As LLVM does not provide a mechanism to require inlining, only a mechanism
to provide hints as per the current `#[inline]` attributes, `#[inline(must)]`
and `#[inline(required)]` will be implemented in rustc as part of the MIR
inliner. Small modifications to the MIR inliner will make the MIR pass run
unconditionally (i.e. with `-O0`), while only inlining non-`#[inline(must)]`/
`#[inline(required)]` items under the current conditions and always inlining
`#[inline(must)]`/`#[inline(required)]` items. Any current limitations of the
MIR inliner will also apply to `#[inline(must)]`/`#[inline(required)]` items and
will be cases where the lint is emitted. `#[inline(must)]`/`#[inline(required)]`
will be considered an alias of `#[inline(always)]` after MIR inlining when
performing codegen.

# Drawbacks
[drawbacks]: #drawbacks

- It may be undesirable for the MIR inliner to be necessary for the correctness
of a Rust program (i.e. for the `#[inline(required)]` case).

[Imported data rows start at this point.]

PR #3049, opened 2022-09-27
Update of Soilgrids extraction codes with new documents and return format

Qianyuxuan:
## Review Time Estimate

- [ ] Immediately
- [ ] Within one week
- [x] When possible

## Types of changes

## Checklist:


modules/data.land/R/soilgrids_soc_extraction.R
```diff
@@ -0,0 +1,209 @@
...
+##' site_info <- qry_results.2
+##' verbose <- TRUE
+##' system.time(result_soc <- soilgrids_soilC_extract(site_info=site_info, verbose=verbose))
+##' result_soc
+##' 
+##' }
+##' @importFrom reshape2 melt
+##' @importFrom terra vect project rast extract
+##' @importFrom stats qgamma optim
+##' @importFrom utils flush.console setTxtProgressBar txtProgressBar
```
mdietze, line 49: This is OK to do, but in general the PEcAn norm is to use the namespaces in the code itself rather than using `@importFrom`, which we generally restrict for instances where namespaces don't make sense (e.g. extended tidyverse pipes)

modules/data.land/R/soilgrids_soc_extraction.R
```diff
@@ -0,0 +1,209 @@
...
+##' 
+##' @return a dataframe containing the total soil carbon values  
+##' and the corresponding standard deviation values (uncertainties) for each location 
+##' Output column names are c("Site_ID","Site_Name","Latitude","Longitude",
+##' "Total_soilC","Std_soilC")
+##' 
+##' @export
+##' @author Qianyu Li, Shawn P. Serbin
+##' 
+soilgrids_soilC_extract <- function (site_info, outdir=NULL, verbose=TRUE, ...) {
```
mdietze, line 59: what is the `...` here? It doesn't seem to be documented in the `@param` section, which will probably cause an error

# Rationale and alternatives
[rationale-and-alternatives]: #rationale-and-alternatives

- An "intrinsic macro" type of solution could be devised for the "security
properties" use case instead as macros are inherently inlined.
- Given the existence of security features with intrinsics that must be inlined
to guarantee their security properties, not doing this (or something else)
isn't a viable solution unless the project decides these are use cases that the
project does not wish to support.
- Instead of having two attributes and two lints, merge both attributes and lints
and require users use `#[deny(..)]` when calling those intrinsics which must be
inlined to uphold security properties. This RFC prefers to have two lints and
attributes so that the annotation on the intrinsic decides whether it is
error-worthy for it to not be inlined.

# Prior art
[prior-art]: #prior-art

gcc and clang both have partial equivalents (e.g. [clang](https://
clang.llvm.org/docs/AttributeReference.html#always-inline-force-inline))
which ignore their inlining heuristics but still only guarantee that they
will attempt inlining, and do not notify the user if inlining was not possible.

# Unresolved questions
[unresolved-questions]: #unresolved-questions

There aren't any unresolved questions in this RFC currently.

# Future possibilities
[future-possibilities]: #future-possibilities

This feature is fairly self-contained and doesn't lend itself to having future expansion.